Members will need two hours of training every three years. Minnesota real estate agents are required to take one hour of fair housing training every two-year licensing period.  In addition, new required fair housing modules are periodically added to our required CE.

Minnesota has the third highest homeownership rate in the country, it also has one of the highest, maybe even the highest, disparities in homeownership rates between white households and households of color or Hispanic ethnicity.

I won’t give Realtors all of the credit for homeownership disparities, but we have definitely been a part of it by supporting racial covenants and perpetuating the myth that home values decline when people of color move into the neighborhood.  

Last year the Minneapolis Area Realtors — which once supported racial covenants and denied membership to Blacks — issued a public apology for its historical role in perpetuating the homeownership gap in the Twin Cities.

How much does fair housing education do to impact fair housing?

Fair housing education probably hasn’t had much of an impact on fair housing. I believe that part of the reason for this is the way it is being taught. Agents become defensive as they are lectured about racism. Agents need to remain open-minded so they can learn.  

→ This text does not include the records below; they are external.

Issue #922, opened 2018-09-28
Make k8s v1.11.3 default version.


sangeethah:
rke version v0.1.10-rc4

When installing a Kubernetes cluster using rke, cluster get created with  k8s version v1.11.2.

We should support k8s v1.11.3 as default version.

moelsayed:
fixed in https://github.com/rancher/rke/pull/927

soumyalj:
Tested with rke version v0.1.10-rc5.
Created rke cluster. Cluster shows version v1.11.3 as below
```
soumyas-MacBook-Pro:rke soumya$ kubectl --kubeconfig kube_config_testabc.yml version
Client Version: version.Info{Major:"1", Minor:"10", GitVersion:"v1.10.0", GitCommit:"fc32d2f3698e36b93322a3465f63a14e9f0eaead", GitTreeState:"clean", BuildDate:"2018-03-26T16:55:54Z", GoVersion:"go1.9.3", Compiler:"gc", Platform:"darwin/amd64"}
Server Version: version.Info{Major:"1", Minor:"11", GitVersion:"v1.11.3", GitCommit:"a4529464e4629c21224b3d52edfe0ea91b072862", GitTreeState:"clean", BuildDate:"2018-09-09T17:53:03Z", GoVersion:"go1.10.3", Compiler:"gc", Platform:"linux/amd64"}
soumyas-MacBook-Pro:rke soumya$ kubectl --kubeconfig kube_config_testabc.yml get node
NAME             STATUS    ROLES                      AGE       VERSION
a.b.c.d   Ready     controlplane,etcd,worker   4m        v1.11.3
```

PR #927, opened 2018-10-01
K8s 1.12

moelsayed:
https://github.com/rancher/types/pull/584


moelsayed:
@alena1108 #922 is fixed automatically by updating types, since that's where rke gets the default version from.

PR #536, opened 2018-07-27
(BOLT-721) Get service running

MikaelSmith:
Update the service paths to be consistent with packaged location and
binary name. Set GEM_HOME in service scripts so services use installed
gem location.

Also merge `master`.


lucywyman:
@MikaelSmith I think this might be forked from master? I'lll update the transport-service branch

MikaelSmith:
Thought I was clear in the description that it also included a merge of everything on master.

lucywyman:
:woman_facepalming: Yep, saw the list of commits and assumed. :+1:

ext/systemd/pe-bolt-server.service
```diff
@@ -6,9 +6,10 @@ After=syslog.target network.target
 Type=simple
 EnvironmentFile=-/etc/sysconfig/pe-bolt-server-service
 EnvironmentFile=-/etc/default/pe-bolt-server-service
-ExecStart=/opt/puppetlabs/puppet/bin/pe-bolt-server $PE_BOLT_SERVER_OPTIONS --foreground
+Environment=GEM_HOME=/opt/puppetlabs/server/apps/bolt-server/lib/ruby/gems/2.4.0
+ExecStart=/opt/puppetlabs/server/apps/bolt-server/bin/bolt-server $PE_BOLT_SERVER_OPTIONS --foreground
```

Knowing which years fair housing laws were passed probably isn’t helping and neither is understanding the make-up of “protected classes” in various cities and in the state. Let’s all agree that fair housing is for everyone and keep it simple. 

We know that racism and discrimination are systemic, but we don’t know how much of an impact real estate agents have. There is proof that real estate agents and lenders have participated in redlining and steering. Both are the perfect topics for fair housing training. 

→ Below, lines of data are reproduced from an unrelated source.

PR #539, opened 2018-07-31
(BOLT-191) Support uploading directories

MikaelSmith:
Implements uploading directories - i.e. files in a directory recursively - with SSH and WinRM.

### DIFF
--- a/lib/bolt/cli.rb
+++ b/lib/bolt/cli.rb
@@ -298,7 +298,7 @@ module Bolt
               if dest.nil?
                 raise Bolt::CLIError, "A destination path must be specified"
               end
-              validate_file('source file', src)
+              validate_file('source file', src, true)
               executor.upload_file(targets, src, dest, executor_opts) do |event|
                 outputter.print_event(event)
               end
@@ -392,7 +392,7 @@ module Bolt
       @pal ||= Bolt::PAL.new(config.modulepath, config.hiera_config, config.compile_concurrency)
     end
 
-    def validate_file(type, path)
+    def validate_file(type, path, allow_dir = false)
       if path.nil?
         raise Bolt::CLIError, "A #{type} must be specified"
       end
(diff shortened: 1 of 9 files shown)


MikaelSmith:
Doesn't support PCP, I imagine that will need an update to bolt_shim to deserialize a tarball containing multiple files.

MikaelSmith:
There are a couple cases where I just want to upload files and know where they went, but not care about the specific directory. Uploading a temp directory and returning the path could be useful. Bolt uses this internally a number of places.

lib/bolt/cli.rb
```diff
@@ -389,7 +389,7 @@ def pal
       @pal ||= Bolt::PAL.new(config.modulepath, config.hiera_config, config.compile_concurrency)
     end
 
-    def validate_file(type, path)
+    def validate_file(type, path, allow_dir = false)
```
adreyer: If we're using allow_dir do we need to recurse through the directory to make sure it's descendants are readable?

MikaelSmith: That makes sense to me.

adreyer:
We need to add cp -r support for the local transport and minitar support for orchestrator

MikaelSmith:
For orchestrator, it makes sense to me to update `bolt_shim::upload` to accept a new format that notes it's a tarball and where it should be expanded.

MikaelSmith:
Orchestrator supports depends on https://github.com/puppetlabs/puppetlabs-bolt_shim/pull/5. Without it, the fallback behavior will be to write the path out as a tar-gzipped file.

MikaelSmith:
This seems functional, but I think it needs some more testing, particularly with Orchestrator.

lib/bolt/transport/orch.rb
```diff
@@ -114,14 +118,50 @@ def batch_script(targets, script, arguments, options = {}, &callback)
...
+        output&.close
+      end
+
       def batch_upload(targets, source, destination, options = {}, &callback)
-        content = File.open(source, &:read)
+        stat = File.stat(source)
+        content = if stat.directory?
+                    pack(source)
+                  else
+                    File.open(source, &:read)
```
adreyer: is this different than File.read(source)

MikaelSmith: Really doesn't seem like it.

It would be nice to have some metrics to measure the impact real estate agents have and then take some more measurements after the first round of fair housing training. Requiring the training is a great way to acknowledge that there is a problem, but if it isn’t done correctly, it won’t have a positive impact. 

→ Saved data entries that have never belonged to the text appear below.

PR #540, opened 2018-07-31
(BOLT-641) Add apply_prep function for ensuring agent and gathering facts

MikaelSmith:
Adds a function that operates on a list of targets to ensure `puppet-agent` is installed, add the feature, and gather facts (including custom facts).


bolt-modules/boltlib/lib/puppet/functions/puppetize.rb
```diff
@@ -0,0 +1,42 @@
+# frozen_string_literal: true
+
+require 'fileutils'
+
+Puppet::Functions.create_function(:puppetize) do
```
adreyer: We should bikeshed over what to call this something more descriptive like apply_prep seems better to me.

My expectation is that eventually plan authors won't include this on their own it will be configured by the plan user in bolt.

bolt-modules/boltlib/lib/puppet/functions/puppetize.rb
```diff
@@ -0,0 +1,49 @@
...
+    unless applicator && executor && inventory && Puppet.features.bolt?
+      raise Puppet::ParseErrorWithIssue.from_issue_and_stack(
+        Puppet::Pops::Issues::TASK_MISSING_BOLT, action: _('puppetize')
+      )
+    end
+
+    targets = inventory.get_targets(target_spec)
+
+    # Ensure Puppet is installed
+    versions = call_function(:run_task, 'puppet_agent::version', targets)
```
MikaelSmith: If done in the `facts` plan, we can reuse this task to determine whether to sync over custom facts. We would need to rewrite (or have the applicator provide) a custom function to collect all the module code into a temp moduledir.

I also think we'd want https://github.com/puppetlabs/bolt/pull/539 along with my suggestion to be able to upload directly to a temporary directory. Without that it's much harder to handle the platform variations when trying to upload files and use them.

The fact task would also need an option to collect custom facts, with some way to pass in paths for Facter `--custom-dir` and `--external-dir`.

Where businesses are based makes a difference

Real estate agents are taught to be very afraid of doing or saying the wrong thing. I don’t think that is helpful either.  Real estate offices of the large real estate companies that sell the most real estate are located in the neighborhoods that are mostly white and where home prices are higher. At least that is true in the Twin Cities metro area in Minnesota.

The Minneapolis Association of Realtors offices are located in a wealthier, whiter suburb within the metro area. The state Association of Realtors is also located in a mostly white suburb that is 23 miles away from the capitol complex. They are both great locations, they work well for both organizations, but they may also be influencing how Realtors are perceived.

The best resources for tackling fair housing issues

In my 22 years in real estate, I have only been exposed to two fair housing courses that were helpful. One is the Fairhaven simulation that is available through NAR. The simulation had scenarios that forced me to think about fair housing and how important it is. 

The other course, which was required for CE, was “The History of Diversity in Homeownership” with Julia Lashay. She helped us all understand our own biases and role in housing discrimination.

She is able to present the facts in a way that helped us understand our own biases in a constructive and helpful way. It wasn’t about all the ways Realtors can be punished if they break the law.

The most helpful book I have ever read about fair housing, is The Color of Law: A Forgotten History of How Our Government Segregated America by Richard Rothstein. I have read it three times and will probably read it again. 

It should be required reading or listening for everyone in the real estate industry. It is about more than racism it gives us a clear picture of where racism, government, politics and capitalism intersect. Redlining and steering are covered thoroughly.

After reading it I believe in reparations for the descendants of people who faced housing discrimination, starting with the Anishinaabe people who once lived where my house is now. No, I didn’t take anyone’s land but I have benefitted from it financially.

One of the worst classes I ever took was a required fair housing CE class through a local real estate school taught by someone who did not know the subject matter. The course was a lecture that I have heard many times before. It was so bad that I requested a refund (which I never got).

How fair housing is taught matters and most fair housing courses are worse than useless. The emphasis is always on what happens to Realtors who get caught violating fair housing laws. 

Courses that are required for CE are often taught in a condescending voice and are taught at a pre-high school level. It can be hard to find classes that will fulfill CE requirements and where we can learn. 

We need to figure out how to be part of the solution. I’ll openly admit after classes and reading I know what not to do, but I am not clear about what I should be doing or even what I can do. It doesn’t seem like not discriminating against some homebuyers or homeowners is enough. 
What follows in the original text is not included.